All of this is not helped by the revelations about the FBI and Twitter that medical doctors otherwise calmly discussing the scientific data gathered by the CDC and by other groups and the implications on everything from school closures to age-related mitigation strategies to probable better policies were deliberately censured if they made any statements that went against the CDC’s published guidelines.

This fueled a lot of distrust, because–quite frankly–the three-letter acronym groups in the Federal Government: the CDC and the FDA–acted in ways that appeared to violate scientific principles, while the FBI worked to censure any discussion that ran counter to government edicts–even going so far as to shut down any discussion of the limitations in the CDC MMWR reports, even censuring people who did nothing more than post data from the CDC web site, which constantly evolved to hide data easily calculated that did not support the government’s recommendations. (For example, noticed the projected age-related IFRs were removed from the CDC’s web site as more data came in and the number fell well below the 3.3% IFR estimates given early on. If the 3.3% IFR estimates were correct, we’d see around 10 to 20 times the number of deaths in this country in 2020 alone.)


The problem is, because all these groups acted against what the science seemed to be telling us, many groups who were inherently distrustful of the government basically took the message “the government was dishonest with its data in forcing policies not supported by science” and turned that into “science is bullshit.”

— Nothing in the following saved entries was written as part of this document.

PR #129, opened 2016-05-15
Make sure unbundled precache deps list is complete

### LINKED ISSUE #128: Unbundled build is missing fragments and shell in sw-precache

azakus:
Include all the fragments and shell, just as bundled build does

Fixes #128 Unbundled build is missing fragments and shell in sw-precache


justinfagnani:
LGTM, but we really need some tests here. Merging to unblock @kevinpschaaf

PR #134, opened 2016-05-16
Let commands override properties of global argument definitions.

### LINKED ISSUE #133: polymer serve 'path' does not serve from path
Instead this serves from the current directory.

justinfagnani:
Fixes #133


azakus:
LGTM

And once you get to “science is bullshit”–a message which feeds nicely into left-wing or right-wing populism (which is a political notion–not even really a philosophy–that the “elite” are distrustworthy control freaks who deserve to be destroyed)–then you get into all sorts of behaviors that either ignore, or deliberately violate, expert opinion.


The stupid part is I knew–and said two years ago we’d land here if the CDC and the FDA continued down this road of distrust, fueled by the additional distrust garnered by the media who did what the media always does: takes a disaster and ramps it up to 11 by finding people willing to feed the “HALF OF YOU ARE GOING TO DIE!!!” narrative.

Without trust in our government institutions, we got conspiracy theories about 5G microchips tracking people for the New World Order.


So all of this–the growing right-wing authoritarian movement who is borrowing from the far-left authoritarian movement’s tool kit, the growing distrust of medical advice and refusal to take vaccines (which pre-date COVID, by the way, but has been turned up to 11), the growing power of left-wing and right-wing demagogues (Trump being the canonical example of the demagoguery shit-show)–all of this is a result of the trust the CDC and the FDA and local officials lit on fire at the start of all of this.


The really REALLY stupid part: had the CDC simply stuck with “6 feet, 10 minutes, indoors, and masks help prevent the spread”–and just reasserted this simple message, along with “slow the spread” to mitigate peak hospital capacity, along with showing the CDC doing everything it could to assist in providing emergency hospital capacity while the FDA stopped meddling in testing in an effort to grow its power when it doesn’t have the capacity to do what it is already doing–none of this would have happened.

Because sometimes simple, easy to understand messages backed by full scientific transparency is the best path.

But instead, our institutions decided they wanted to control rather than educate. And control never works in America.